Large Volume Sample Stacking (LVSS) in Capillary Electrophoresis (CE) with Response Surface Methodology (RSM) for the Determination of Phenolics in Food Samples
ANALYTICAL LETTERS, cilt.52, sa.18, ss.2853-2867, 2019 (SCI-Expanded, Scopus)
- Yayın Türü: Makale / Tam Makale
- Cilt numarası: 52 Sayı: 18
- Basım Tarihi: 2019
- Doi Numarası: 10.1080/00032719.2019.1624371
- Dergi Adı: ANALYTICAL LETTERS
- Derginin Tarandığı İndeksler: Science Citation Index Expanded (SCI-EXPANDED), Scopus
- Sayfa Sayıları: ss.2853-2867
- Anahtar Kelimeler: Capillary electrophoresis (CE), central composite design (CCD), food, large volume sample stacking (LVSS), phenolic compounds, response surface methodology (RSM), LIQUID-CHROMATOGRAPHY, ZONE-ELECTROPHORESIS, ACIDS, FLAVONOIDS, EXTRACTION, OPTIMIZATION, SPECTROMETRY, SEPARATION
- Ankara Üniversitesi Adresli: Evet
Özet
A capillary electrophoresis method with large volume sample stacking (CE-LVSS) has been developed and validated for the simultaneous determination of seven phenolic compounds: naringin, rutin, carnosic acid, apigenin, quercetin, morin, and chichoric acid. Optimization was carried out by response surface methodology and a set of 20 experiments helped to optimize the parameters such as the concentration of buffer, buffer pH, and applied voltage.
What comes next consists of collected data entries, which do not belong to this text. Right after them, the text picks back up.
PR #12649, opened 2016-04-22
Fix discussion exceptions

regiskuckaertz:
## What does this change?

Exceptions thrown by the discussions loader cannibalise the console when run locally.

No more unsightly exceptions (but still reported by raven).

### DIFF
--- a/static/src/javascripts/projects/common/modules/discussion/loader.js
+++ b/static/src/javascripts/projects/common/modules/discussion/loader.js
@@ -73,7 +73,9 @@ Loader.prototype.initTopComments = function() {
                 this.setState('has-top-comments');
             }
         }.bind(this)
-    );
+    ).catch(function () {
+        /* ignore */
+    });
 };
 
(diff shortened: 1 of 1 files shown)


static/src/javascripts/projects/common/modules/discussion/loader.js
```diff
@@ -73,7 +73,9 @@ Loader.prototype.initTopComments = function() {
                 this.setState('has-top-comments');
             }
         }.bind(this)
-    );
+    ).catch(function () {
+        /* ignore */
```
jamesgorrie: Isn't that a little dangerous?

gtrufitt: Can we send them to sentry so if there are prod errors they get logged nicely?

regiskuckaertz: Yep I'll improve that now.

jamesgorrie:
Nice 👍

Analytes were separated using a 50 mu m diameter capillary with 56 cm effective length and an extended light path using 20 mM borate buffer at pH 9.2. The LVSS method was optimized and a three- to fivefold improvement in detectability was achieved with injection at 100 mbar for 20 s followed by polarity switching at -20 kV for 6 s. The linearity values of all seven analytes were observed in the concentration ranges from 0.5 to 50 mu g/mL for CE and 0.1 to 25 mu g/mL for LVSS. The limits of detection were from 0.012 to 0.241 and 0.003 to 0.086 mu g/mL for CE and LVSS. The obtained limits of quantitation were within 0.041 to 0.802 for CE and 0.012 to 0.286 mu g/mL for LVSS. The recoveries were between 91.1 and 109.8% and 96.3 and 108.4% for CE and LVSS, respectively. The developed method has been successfully applied for the quantitative determination of analyzed components from food samples that are important sources of these compounds.